If you're not a believer, God loves you.  Christ died for you.  He rose from the dead and he wants you to be part of his family.  But you know what?  He can't force you into the fold.  It's contrary to his very nature to force his love upon you. 

C.S. Lewis put it this way in his great book on hell: "There are only two kinds of people in the end.  Those who say to God 'Thy will be done,' and those to whom God says in the end 'Thy will be done.'  All that are in hell choose it.  Without that self choice there could be no hell."  
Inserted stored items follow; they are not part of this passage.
PR #76, opened 2018-01-28
Event, Message & Query: allow dereferencing concrete types to access generic type methods

fengalin:
Implement `deref` for concrete derivatives of `Event`, `Message` and `Query`. This allows accessing generic methods such as `is_sticky` for events or `get_src` for messages and `get_structure` for all.

This is also an opportunity to factorize common attributes in generic builders for events and messages.

PR #77, opened 2018-01-29
Backport PR #75 & #76 to 0.10

fengalin:
See https://github.com/sdroege/gstreamer-rs/pull/75 & https://github.com/sdroege/gstreamer-rs/pull/76

### DIFF
--- a/examples/src/bin/appsink.rs
+++ b/examples/src/bin/appsink.rs
@@ -137,7 +137,7 @@ fn main_loop(pipeline: gst::Pipeline) -> Result<(), Error> {
             MessageView::Error(err) => {
                 pipeline.set_state(gst::State::Null).into_result()?;
                 Err(ErrorMessage {
-                    src: msg.get_src()
+                    src: err.get_src()
                         .map(|s| s.get_path_string())
                         .unwrap_or_else(|| String::from("None")),
                     error: err.get_error().description().into(),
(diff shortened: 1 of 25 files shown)


fengalin:
Any other branches you want to backport to?

sdroege:
Only 0.10, thanks :) I would also have to check if there are any other changes to backport from master since last time I did that.

sdroege:
I might prefer to only take the first commit, it's a lot of churn to also backport the others, and it's mostly cleanup anyway.

sdroege:
I took that one commit now, and leave the others for 0.11/master :) That will be released soon enough anyway

Another thing for the future, please try to keep line lengths in commit messages. A bit more than 80 characters is ok, but not always and not that much :)

fengalin:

There are only two kinds of people in this room.  Those who have said "Thy will be done," to God.  And those who if they don't change their mind someday God will say to them, "Have it your way.  Thy will be done."

Milton in Paradise Lost puts in the mouth of Satan these words: "Better to reign in hell than to serve in heaven."  And I added God's word - you've got it.

       Father, I pray that there would be nobody here who will ever say that: Better to reign in hell than serve in heaven.  I pray that there would be no one here who will hear God say to them someday, "Have it your way.  Thy will be done."  But that today they'll yield in love their heart to the one who loves them and sent his Son to die for them.  We pray in Jesus' name, Amen.